For the same expansion ratio work done by a gas in case of adiabatic processes as compared to isothermal process is
Answers
Answer:
The sign simply tells us whether the system (say ideal gas) is performing work on the surroundings (positive work, where energy is transferred out of the system), or the surroundings are performing work on the system (negative work, where energy is transferred into the system). In each case, the amount of work equals the magnitude of the energy transferred, regardless of whether it is positive or negative. In all cases the transfers are governed by the first law: ΔU=Q−W.
If we include the sign then work done in adiabatic expansion as well as contraction is greater than the work done in isothermal process
From the graphs provided by @drew, if the system starts at the same equilibrium state and expands to the same final volume, you can clearly see that the positive isothermal work is greater than the positive adiabatic work since the area under the pV curve is greater. The reason is the isothermal expansion process uses the heat transferred from the surroundings to do its work, whereas for the adiabatic expansion Q=0 and the process uses the system’s internal energy to perform its work. This results in a greater drop in pressure for the adiabatic expansion to reach the final volume than that for the isothermal expansion, and thus less area under the pV curve and less work.

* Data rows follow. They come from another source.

PR #335, opened 2018-03-26
Make to target UFOs filenames unique if masters have the same style name

madig:
Found this when a colleague made a six master glyphs file, where Glyphs provides just five different weight names; he just made the two boldest ones "Bold". Before, we would  overwrite the first with the second.

### DIFF
--- a/Lib/glyphsLib/builder/sources.py
+++ b/Lib/glyphsLib/builder/sources.py
@@ -53,6 +53,15 @@ def _to_designspace_source(self, master, is_regular):
         source.filename = build_ufo_path(
             '', source.familyName, source.styleName)
 
+        # Make sure UFO filenames are unique, lest we overwrite masters that
+        # happen to have the same weight name.
+        n = "_"
+        while any(s != source and s.filename == source.filename
+                  for s in self._sources.values()):
+            source.filename = os.path.basename(
+                build_ufo_path('.', source.familyName, source.styleName + n))
+            n += "_"
+
     location = {}
     for axis_def in get_axis_definitions(self.font):
         location[axis_def.name] = axis_def.get_design_loc(master)
--- a/Lib/glyphsLib/builder/sources.py
+++ b/Lib/glyphsLib/builder/sources.py
@@ -15,6 +15,7 @@
 from __future__ import (print_function, division, absolute_import,
                         unicode_literals)
 
+import logging
 import os
 
 from glyphsLib.util import build_ufo_path
@@ -22,6 +23,9 @@ from glyphsLib.util import build_ufo_path
 from .masters import UFO_FILENAME_KEY
 from .axes import (get_axis_definitions, get_regular_master,
                    font_uses_new_axes, interp)
+
+
+logger = logging.getLogger(__name__)
 
 
 def to_designspace_sources(self):
@@ -61,6 +65,12 @@ def _to_designspace_source(self, master, is_regular):
             source.filename = os.path.basename(
                 build_ufo_path('.', source.familyName, source.styleName + n))
             n += "_"
+            logger.warn("The master with id {} has the same style name ({}) "
+                        "as another one. All masters should have distinctive "
+                        "(style) names. Use the 'Master name' custom parameter"
+                        " on a master to give it a unique name. Proceeding "
+                        "with an unchanged name, but appending '_' to the file"
+                        " name on disk.".format(master.id, source.styleName))
 
     location = {}
     for axis_def in get_axis_definitions(self.font):
--- a/Lib/glyphsLib/builder/sources.py
+++ b/Lib/glyphsLib/builder/sources.py
@@ -60,10 +60,10 @@ def _to_designspace_source(self, master, is_regular):
         # Make sure UFO filenames are unique, lest we overwrite masters that
         # happen to have the same weight name.
         n = "_"
-        while any(s != source and s.filename == source.filename
+        while any(s is not source and s.filename == source.filename
                   for s in self._sources.values()):
             source.filename = os.path.basename(
-                build_ufo_path('.', source.familyName, source.styleName + n))
+                build_ufo_path('', source.familyName, source.styleName + n))
             n += "_"
             logger.warn("The master with id {} has the same style name ({}) "
                         "as another one. All masters should have distinctive "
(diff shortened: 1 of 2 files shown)


anthrotype:
hm. Wouldn't it be better to assert the master names are indeed unique and let the user fix the sources?
Is there a valid use case for having two masters with the same name in Glyphs?
Would setting the "Master Name" custom parameter be the recommended workaround?

madig:
Not sure... But then glyphslib should at least blow up violently.

anthrotype:
> glyphslib should at least blow up violently.

yes, that's what personally i would expect it to do in this case

moyogo:
+1 for making "Master Name" the correct solution, and raise if it’s missing in those cases.

schriftgestalt:
The changes in handling the master name aims at solving that problem. Before, with the popup, it was easy to get the same master names. In Glyphs prior to 2.5, the user can just add anything in the custom name field.

madig:
Alright, then I'll change the code to blow up instead :)

belluzj:
sorry; misclicked

I was going to say that since it works fine in Glyphs to have several masters with the same name, maybe users will be unhappy to have their perfectly fine .glyphs files rejected by glyphsLib? In particular if someone is using glyphsLib to edit the file with something else than Glyphs, it might be because they don't have access to Glyphs to easily change the master names. So IMO it would be more user-friendly to still generate UFOs and print a warning about two of them having the same name.

anthrotype:
What happens if one exports a glyphs file with two masters having the same name to UFOs from within Glyphs.app? Does it create a unique filename, or it silently overwrites one with the other, or shows an error?

schriftgestalt:
> What happens if one exports a glyphs file with two masters having the same name to UFOs from within Glyphs.app? Does it create a unique filename, or it silently overwrites one with the other, or shows an error?

It overwrites without warning. I have a look.

anthrotype:
> It overwrites without warning

good, same as glyphsLib. Let's coordinate on the fix then. I think it'd be better to force the user to rename the masters with a "Master Name" custom parameter.
Btw, why does it appear in grey and is not listed in the master's custom parameters drop-down menu? It does change a master's name as shown on the left panel after applied, but I don't see it listed.

schriftgestalt:
The "Master Name" parameter is not directly supported any more. The master has a `.name` property and the parameter is only used as fallback if it was set in an older file.

anthrotype:
oh I didn't notice now a master's "Name" field can be edited from the GUI! :)

madig:
So, the blow up can stay?

Lib/glyphsLib/builder/sources.py
```diff
@@ -53,6 +53,16 @@ def _to_designspace_source(self, master, is_regular):
             # FIXME: (jany) have this function not write the dot
             build_ufo_path('.', source.familyName, source.styleName))
 
+        # Make sure UFO filenames are unique, lest we overwrite masters that
+        # happen to have the same weight name.
+        if any(s != source and s.filename == source.filename
```
anthrotype: what type are `s` and `source` here? do they implement `__eq__`? Maybe you meant `is not` for identity checking, rather than equality

anthrotype:
needs rebasing

Lib/glyphsLib/builder/sources.py
madig: `s` is the same type as `source`, both are in the same list. I'm filtering out the element in question while looking at all other elements in the list. Will try `is not` :)

madig:
This now breaks some tests :)

Lib/glyphsLib/builder/sources.py
```diff
@@ -53,6 +53,16 @@ def _to_designspace_source(self, master, is_regular):
...
+               for s in self._sources.values()):
+            raise ValueError(
+                "The source Glyphs file has duplicate master "
+                "names or styles. A master name must be unique. Below "
+                "Glyphs 2.5, you can add custom names in the custom name "
+                "field.")
```
anthrotype: the error message should at least tell which master names are duplicate.
Also I don't understand when it says "below Glyphs 2.5, you can add custom names in the custom name field."?
Do you mean the "Master Name" custom parameter? If so, this needs to be made clear.
And what about equal or above 2.5?

Again, I think you want to check `s is not source` to make it explicit that your are checking that objects are non identical, not equivalent. Even if the SourceDescriptor class doesn't implement `__eq__` (yet?) and thus falls back on `object.__eq__` which compares objects' id, explicit is better than implicit.

anthrotype:
Fair enough. Let's make it a ERROR logging message then, but continue to make the UFO masters with the unique name.

madig:
So I guess it's fine to log an error/warn but proceed to write out `#1` files?

anthrotype:
yes, makes sense that the GUI app forces you to make the edits, but the glyphsLib library still allows to generate UFOs in case one doesn't have the app available and thus cannot easily edit the glyphs file.

madig:
Commit Agreeable?

Lib/glyphsLib/builder/sources.py
```diff
@@ -53,6 +57,21 @@ def _to_designspace_source(self, master, is_regular):
         source.filename = build_ufo_path(
             '', source.familyName, source.styleName)
 
+        # Make sure UFO filenames are unique, lest we overwrite masters that
+        # happen to have the same weight name.
+        n = "_"
+        while any(s != source and s.filename == source.filename
```
anthrotype: please replace `s != source` with `s is not source`

Lib/glyphsLib/builder/sources.py
```diff
@@ -53,6 +57,21 @@ def _to_designspace_source(self, master, is_regular):
...
+                  for s in self._sources.values()):
+            source.filename = os.path.basename(
+                build_ufo_path('.', source.familyName, source.styleName + n))
```
anthrotype: why the "." here? A few lines before you called `build_ufo_path("", ...)` with an empty directory string.
You don't need to compute the filename again, just add the suffix to the current one `source.filename += n`

Lib/glyphsLib/builder/sources.py
anthrotype: I wonder if instead of a while loop called each time `for master in self.font.masters` (O(n^2)), we could store the set of filenames used so far in a private attribute of self and use that to check if each new master is given a unique filename..
But I guess the number of masters is unlikely to be huge.

madig: > please replace s != source with s is not source

Argh forgot about that.

> I wonder if instead of a while loop called each time

This would have to be benchmarked... I'd say leave for now.

Lib/glyphsLib/builder/sources.py
madig: Well, I wanted to compute `Something-Bold_.ufo` instead of `Something-Bold.ufo_`. I vaguely remember something choking when the suffix isn't ".ufo".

When the processes are reversed, the pressure rises at a faster rate for the adiabatic process (because all of the energy of the work done on the system increases its internal energy) than the isothermal process (because all of the energy of the work done on the system transfers out as heat). As a result, more negative work has to be done by the isothermal process to return to the same initial pressure as the adiabatic process. The adiabatic work may be less negative, but as previously stated, the amount of work depends only on its magnitude.